[Start of section]

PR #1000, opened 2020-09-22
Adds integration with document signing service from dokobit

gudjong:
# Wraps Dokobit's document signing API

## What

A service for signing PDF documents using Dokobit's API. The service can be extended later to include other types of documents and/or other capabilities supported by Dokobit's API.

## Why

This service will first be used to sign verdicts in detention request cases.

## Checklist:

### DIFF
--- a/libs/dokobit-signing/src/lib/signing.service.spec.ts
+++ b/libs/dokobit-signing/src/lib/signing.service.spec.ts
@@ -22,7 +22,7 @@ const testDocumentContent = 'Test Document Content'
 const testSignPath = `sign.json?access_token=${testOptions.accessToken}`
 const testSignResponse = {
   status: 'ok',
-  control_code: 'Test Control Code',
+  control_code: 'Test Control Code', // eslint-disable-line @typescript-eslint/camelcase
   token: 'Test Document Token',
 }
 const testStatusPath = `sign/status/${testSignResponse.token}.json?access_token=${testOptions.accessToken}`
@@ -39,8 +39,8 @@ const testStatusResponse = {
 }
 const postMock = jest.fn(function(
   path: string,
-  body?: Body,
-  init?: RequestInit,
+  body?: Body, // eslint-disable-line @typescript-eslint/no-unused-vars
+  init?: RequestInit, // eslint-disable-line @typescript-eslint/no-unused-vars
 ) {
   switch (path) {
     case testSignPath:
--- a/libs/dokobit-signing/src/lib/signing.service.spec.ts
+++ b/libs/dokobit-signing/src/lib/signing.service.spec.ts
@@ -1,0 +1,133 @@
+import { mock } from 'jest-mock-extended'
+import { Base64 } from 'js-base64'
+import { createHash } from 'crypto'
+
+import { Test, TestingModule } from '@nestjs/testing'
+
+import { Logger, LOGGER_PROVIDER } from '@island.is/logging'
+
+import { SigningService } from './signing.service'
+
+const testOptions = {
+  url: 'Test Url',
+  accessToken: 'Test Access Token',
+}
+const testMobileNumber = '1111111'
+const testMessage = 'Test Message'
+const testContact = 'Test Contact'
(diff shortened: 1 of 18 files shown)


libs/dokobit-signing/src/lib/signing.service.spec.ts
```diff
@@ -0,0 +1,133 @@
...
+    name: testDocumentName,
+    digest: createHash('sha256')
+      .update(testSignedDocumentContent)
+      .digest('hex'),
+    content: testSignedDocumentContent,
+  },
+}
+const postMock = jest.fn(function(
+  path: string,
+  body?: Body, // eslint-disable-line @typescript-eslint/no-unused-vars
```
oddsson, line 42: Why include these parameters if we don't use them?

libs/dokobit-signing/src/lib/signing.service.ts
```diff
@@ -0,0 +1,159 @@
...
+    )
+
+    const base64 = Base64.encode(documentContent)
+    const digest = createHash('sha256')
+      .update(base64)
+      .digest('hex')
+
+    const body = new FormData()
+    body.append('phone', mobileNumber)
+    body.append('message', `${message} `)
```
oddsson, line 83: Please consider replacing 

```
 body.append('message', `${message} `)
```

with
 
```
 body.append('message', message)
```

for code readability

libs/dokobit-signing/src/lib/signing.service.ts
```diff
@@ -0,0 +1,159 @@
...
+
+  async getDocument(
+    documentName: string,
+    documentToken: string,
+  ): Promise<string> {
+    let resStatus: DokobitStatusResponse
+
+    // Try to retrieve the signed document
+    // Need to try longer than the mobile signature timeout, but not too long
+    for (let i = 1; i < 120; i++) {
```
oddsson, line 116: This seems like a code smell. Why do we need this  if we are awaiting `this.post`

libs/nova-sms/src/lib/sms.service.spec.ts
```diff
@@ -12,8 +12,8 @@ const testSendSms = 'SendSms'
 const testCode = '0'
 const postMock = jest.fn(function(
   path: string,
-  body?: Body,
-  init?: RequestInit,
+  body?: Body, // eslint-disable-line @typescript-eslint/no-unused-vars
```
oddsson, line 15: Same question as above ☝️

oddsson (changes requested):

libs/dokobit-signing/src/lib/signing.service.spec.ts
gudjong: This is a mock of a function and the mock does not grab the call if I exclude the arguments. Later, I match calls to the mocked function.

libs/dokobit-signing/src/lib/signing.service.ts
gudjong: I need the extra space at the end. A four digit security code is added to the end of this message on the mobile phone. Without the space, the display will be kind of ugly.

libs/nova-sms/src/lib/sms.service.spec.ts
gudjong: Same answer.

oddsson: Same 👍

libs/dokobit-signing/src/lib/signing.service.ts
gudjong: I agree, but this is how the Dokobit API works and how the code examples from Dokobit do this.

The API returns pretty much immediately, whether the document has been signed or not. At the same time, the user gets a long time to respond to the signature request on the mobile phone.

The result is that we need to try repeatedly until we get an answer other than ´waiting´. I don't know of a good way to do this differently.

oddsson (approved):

[End of section]
[Start of section]

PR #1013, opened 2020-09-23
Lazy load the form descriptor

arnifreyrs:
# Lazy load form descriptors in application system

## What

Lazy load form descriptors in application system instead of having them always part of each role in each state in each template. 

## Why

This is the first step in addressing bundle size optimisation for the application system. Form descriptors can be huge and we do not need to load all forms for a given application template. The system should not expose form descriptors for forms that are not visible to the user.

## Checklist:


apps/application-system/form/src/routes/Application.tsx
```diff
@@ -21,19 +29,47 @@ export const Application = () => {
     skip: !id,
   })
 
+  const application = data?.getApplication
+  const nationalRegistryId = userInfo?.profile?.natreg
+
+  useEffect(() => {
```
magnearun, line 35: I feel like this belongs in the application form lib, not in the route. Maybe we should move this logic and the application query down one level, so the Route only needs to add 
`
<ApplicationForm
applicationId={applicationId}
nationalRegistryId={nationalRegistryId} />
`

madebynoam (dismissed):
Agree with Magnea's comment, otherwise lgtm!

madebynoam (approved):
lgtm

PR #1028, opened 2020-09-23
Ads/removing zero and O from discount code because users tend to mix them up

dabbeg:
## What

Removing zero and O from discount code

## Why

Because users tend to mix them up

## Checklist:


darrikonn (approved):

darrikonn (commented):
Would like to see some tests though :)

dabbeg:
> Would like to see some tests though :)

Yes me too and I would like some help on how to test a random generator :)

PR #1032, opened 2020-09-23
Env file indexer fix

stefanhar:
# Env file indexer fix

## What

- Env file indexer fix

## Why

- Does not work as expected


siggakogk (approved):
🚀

[End of section]
[Start of section]

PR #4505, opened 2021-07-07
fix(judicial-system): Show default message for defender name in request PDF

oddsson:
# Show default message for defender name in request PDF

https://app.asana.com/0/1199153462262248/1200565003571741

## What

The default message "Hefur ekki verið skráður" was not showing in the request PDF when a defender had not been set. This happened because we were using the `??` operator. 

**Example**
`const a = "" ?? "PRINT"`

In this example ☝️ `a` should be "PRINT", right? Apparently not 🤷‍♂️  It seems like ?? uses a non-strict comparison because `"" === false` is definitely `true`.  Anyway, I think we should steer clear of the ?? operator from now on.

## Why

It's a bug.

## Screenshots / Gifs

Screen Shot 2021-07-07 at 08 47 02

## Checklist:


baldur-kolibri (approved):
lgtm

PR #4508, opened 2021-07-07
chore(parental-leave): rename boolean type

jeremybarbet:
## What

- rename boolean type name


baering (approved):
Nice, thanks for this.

[End of section]

_WHAT IS NEEDED_
Every line in the entries above that has the word "defender" should be identified and copied.

_ANSWER SPACE_
fix(judicial-system): Show default message for defender name in request PDF
# Show default message for defender name in request PDF
The default message "Hefur ekki verið skráður" was not showing in the request PDF when a defender had not been set. This happened because we were using the `??` operator. 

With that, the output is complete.